Say only the number of lines in the entries below that contain "like".

*****

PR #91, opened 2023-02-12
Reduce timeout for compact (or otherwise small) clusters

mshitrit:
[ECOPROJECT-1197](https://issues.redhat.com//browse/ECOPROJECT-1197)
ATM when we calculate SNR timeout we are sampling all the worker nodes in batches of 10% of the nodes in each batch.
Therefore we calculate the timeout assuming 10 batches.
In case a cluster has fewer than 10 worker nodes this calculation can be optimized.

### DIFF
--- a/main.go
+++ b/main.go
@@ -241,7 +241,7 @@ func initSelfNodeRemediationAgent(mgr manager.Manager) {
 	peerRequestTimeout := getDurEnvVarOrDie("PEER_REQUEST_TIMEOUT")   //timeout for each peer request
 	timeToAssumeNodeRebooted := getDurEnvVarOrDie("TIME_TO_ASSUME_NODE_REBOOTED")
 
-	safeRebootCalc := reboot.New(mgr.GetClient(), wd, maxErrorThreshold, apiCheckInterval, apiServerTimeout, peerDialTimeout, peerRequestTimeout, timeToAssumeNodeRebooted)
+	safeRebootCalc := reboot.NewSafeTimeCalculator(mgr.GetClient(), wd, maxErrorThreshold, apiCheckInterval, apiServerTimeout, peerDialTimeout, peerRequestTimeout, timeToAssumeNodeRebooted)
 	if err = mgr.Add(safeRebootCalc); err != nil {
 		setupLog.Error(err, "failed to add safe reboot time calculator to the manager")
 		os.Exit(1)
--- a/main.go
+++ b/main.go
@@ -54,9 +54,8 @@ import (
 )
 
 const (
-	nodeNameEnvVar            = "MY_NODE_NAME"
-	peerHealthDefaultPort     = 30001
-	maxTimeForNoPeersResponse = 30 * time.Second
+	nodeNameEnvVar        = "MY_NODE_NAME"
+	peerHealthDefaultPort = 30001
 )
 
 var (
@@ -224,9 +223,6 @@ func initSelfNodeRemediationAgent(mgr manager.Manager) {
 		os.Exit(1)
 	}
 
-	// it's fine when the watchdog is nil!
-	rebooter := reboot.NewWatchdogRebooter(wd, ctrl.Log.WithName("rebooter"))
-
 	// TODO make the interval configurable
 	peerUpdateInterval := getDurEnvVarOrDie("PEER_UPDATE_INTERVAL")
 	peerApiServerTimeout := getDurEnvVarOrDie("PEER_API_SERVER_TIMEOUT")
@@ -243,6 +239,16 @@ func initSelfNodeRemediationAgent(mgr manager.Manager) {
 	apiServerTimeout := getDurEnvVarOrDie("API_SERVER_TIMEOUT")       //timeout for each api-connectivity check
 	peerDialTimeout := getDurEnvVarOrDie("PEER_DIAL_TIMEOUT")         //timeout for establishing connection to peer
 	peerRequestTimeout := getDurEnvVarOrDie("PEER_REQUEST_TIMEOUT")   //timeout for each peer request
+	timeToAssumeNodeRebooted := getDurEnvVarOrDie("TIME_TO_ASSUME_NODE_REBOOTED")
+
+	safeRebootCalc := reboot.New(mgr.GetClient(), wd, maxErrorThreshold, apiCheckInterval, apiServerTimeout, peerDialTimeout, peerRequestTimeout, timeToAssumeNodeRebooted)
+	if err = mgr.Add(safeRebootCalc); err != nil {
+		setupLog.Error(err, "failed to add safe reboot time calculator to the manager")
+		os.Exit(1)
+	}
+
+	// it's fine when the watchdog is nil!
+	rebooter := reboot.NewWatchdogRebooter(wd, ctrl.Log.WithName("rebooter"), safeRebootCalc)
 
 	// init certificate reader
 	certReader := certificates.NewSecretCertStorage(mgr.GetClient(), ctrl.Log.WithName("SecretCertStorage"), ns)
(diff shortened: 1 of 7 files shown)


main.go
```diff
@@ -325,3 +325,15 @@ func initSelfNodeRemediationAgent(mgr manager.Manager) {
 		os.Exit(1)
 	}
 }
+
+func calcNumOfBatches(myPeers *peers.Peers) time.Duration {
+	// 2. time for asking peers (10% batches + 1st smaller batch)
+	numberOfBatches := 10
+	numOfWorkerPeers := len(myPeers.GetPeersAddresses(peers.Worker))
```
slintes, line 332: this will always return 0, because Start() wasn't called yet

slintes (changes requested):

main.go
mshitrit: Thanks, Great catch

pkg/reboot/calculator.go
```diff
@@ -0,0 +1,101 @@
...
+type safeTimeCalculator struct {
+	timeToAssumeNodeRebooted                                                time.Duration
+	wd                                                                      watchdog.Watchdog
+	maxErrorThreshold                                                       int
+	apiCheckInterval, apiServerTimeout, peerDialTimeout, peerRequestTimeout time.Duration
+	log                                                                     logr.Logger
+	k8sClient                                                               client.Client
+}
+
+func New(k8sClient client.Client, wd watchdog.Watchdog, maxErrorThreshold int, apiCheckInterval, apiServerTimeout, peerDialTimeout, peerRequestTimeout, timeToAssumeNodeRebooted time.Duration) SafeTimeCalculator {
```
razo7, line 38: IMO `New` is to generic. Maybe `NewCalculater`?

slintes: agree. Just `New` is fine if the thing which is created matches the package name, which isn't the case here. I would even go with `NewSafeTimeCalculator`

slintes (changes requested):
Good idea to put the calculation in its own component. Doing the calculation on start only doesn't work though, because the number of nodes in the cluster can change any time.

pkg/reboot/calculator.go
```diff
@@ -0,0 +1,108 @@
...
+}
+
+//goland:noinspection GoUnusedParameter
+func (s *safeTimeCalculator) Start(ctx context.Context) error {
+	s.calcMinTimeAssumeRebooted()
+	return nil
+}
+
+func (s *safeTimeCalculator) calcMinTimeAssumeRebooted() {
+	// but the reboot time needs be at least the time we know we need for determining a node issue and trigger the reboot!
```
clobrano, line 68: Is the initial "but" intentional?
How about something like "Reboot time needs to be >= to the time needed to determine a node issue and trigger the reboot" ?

*****

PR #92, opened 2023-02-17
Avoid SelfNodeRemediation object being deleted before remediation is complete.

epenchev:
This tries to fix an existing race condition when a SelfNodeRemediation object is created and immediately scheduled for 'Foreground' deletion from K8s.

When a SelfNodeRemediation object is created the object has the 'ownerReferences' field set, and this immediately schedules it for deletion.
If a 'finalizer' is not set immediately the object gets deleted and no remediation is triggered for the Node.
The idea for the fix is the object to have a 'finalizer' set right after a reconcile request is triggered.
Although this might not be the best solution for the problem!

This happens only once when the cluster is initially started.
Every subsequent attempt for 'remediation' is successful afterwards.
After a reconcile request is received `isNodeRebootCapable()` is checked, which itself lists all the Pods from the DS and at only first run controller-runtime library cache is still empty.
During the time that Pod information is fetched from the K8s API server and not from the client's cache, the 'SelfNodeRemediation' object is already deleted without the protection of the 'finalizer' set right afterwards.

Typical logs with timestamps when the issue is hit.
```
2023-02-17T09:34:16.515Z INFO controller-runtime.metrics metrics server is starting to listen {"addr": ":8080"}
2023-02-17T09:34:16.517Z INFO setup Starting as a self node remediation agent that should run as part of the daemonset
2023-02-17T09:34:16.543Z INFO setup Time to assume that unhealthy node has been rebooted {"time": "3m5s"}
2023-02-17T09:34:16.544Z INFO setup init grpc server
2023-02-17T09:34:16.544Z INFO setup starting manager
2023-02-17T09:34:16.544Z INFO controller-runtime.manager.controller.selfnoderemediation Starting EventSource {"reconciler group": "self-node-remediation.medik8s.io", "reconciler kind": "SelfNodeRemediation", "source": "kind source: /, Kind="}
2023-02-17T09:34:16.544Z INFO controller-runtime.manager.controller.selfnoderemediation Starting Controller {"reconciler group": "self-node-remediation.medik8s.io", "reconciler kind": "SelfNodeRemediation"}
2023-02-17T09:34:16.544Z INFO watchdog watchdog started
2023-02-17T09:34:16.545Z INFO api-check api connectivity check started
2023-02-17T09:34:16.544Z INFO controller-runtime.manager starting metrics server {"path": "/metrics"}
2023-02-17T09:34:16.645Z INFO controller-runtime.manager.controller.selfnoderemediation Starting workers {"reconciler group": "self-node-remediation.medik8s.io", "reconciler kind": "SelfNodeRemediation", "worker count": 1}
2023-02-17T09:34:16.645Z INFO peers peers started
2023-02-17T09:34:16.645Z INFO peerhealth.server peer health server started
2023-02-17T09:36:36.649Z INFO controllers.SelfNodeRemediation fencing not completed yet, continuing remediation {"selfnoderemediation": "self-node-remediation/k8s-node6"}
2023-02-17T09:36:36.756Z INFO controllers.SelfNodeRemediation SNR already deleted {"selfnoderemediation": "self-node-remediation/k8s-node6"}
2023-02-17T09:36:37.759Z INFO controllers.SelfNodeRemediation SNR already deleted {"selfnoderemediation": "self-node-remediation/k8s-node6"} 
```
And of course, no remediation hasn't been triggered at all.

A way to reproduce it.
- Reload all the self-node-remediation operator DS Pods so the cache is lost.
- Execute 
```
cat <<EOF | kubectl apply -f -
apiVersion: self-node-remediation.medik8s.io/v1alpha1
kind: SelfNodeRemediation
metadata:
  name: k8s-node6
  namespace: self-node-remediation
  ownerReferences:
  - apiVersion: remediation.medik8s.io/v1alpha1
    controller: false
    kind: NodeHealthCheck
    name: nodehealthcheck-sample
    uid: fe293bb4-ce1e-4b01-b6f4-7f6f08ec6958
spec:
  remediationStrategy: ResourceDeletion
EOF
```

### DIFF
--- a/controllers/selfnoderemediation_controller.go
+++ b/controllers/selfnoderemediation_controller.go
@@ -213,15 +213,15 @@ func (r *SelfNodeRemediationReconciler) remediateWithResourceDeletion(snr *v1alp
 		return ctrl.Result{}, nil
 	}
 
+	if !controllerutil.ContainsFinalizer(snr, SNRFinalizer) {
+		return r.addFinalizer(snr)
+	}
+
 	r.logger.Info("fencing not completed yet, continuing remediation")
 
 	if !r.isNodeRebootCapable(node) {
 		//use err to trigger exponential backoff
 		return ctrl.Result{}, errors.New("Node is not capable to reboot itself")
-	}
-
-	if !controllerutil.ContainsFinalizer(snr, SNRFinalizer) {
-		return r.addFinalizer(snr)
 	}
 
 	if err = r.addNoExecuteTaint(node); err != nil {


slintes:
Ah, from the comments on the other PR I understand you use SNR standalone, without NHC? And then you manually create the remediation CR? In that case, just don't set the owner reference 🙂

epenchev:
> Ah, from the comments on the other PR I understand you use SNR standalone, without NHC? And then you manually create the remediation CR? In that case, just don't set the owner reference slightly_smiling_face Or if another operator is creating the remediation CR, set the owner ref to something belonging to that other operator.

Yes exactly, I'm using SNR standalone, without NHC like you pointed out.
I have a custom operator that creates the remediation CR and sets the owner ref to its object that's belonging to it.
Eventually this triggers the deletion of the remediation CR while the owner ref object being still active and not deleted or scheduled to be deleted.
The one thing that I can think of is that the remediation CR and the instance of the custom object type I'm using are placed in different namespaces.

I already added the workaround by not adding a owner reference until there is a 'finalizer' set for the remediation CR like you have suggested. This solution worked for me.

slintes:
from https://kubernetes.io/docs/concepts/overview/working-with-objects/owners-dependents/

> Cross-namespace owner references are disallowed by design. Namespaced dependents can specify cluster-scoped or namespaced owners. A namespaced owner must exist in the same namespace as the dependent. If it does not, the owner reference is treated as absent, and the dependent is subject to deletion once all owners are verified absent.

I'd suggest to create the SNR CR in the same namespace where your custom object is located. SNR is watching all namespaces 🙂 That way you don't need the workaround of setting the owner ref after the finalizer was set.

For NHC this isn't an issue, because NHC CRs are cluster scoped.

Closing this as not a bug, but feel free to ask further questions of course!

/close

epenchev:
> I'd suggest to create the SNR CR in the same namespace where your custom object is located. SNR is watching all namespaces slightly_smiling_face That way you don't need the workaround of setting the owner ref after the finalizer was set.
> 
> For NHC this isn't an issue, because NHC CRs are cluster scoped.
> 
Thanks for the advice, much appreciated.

*****

**EXERCISE OUTPUT**
3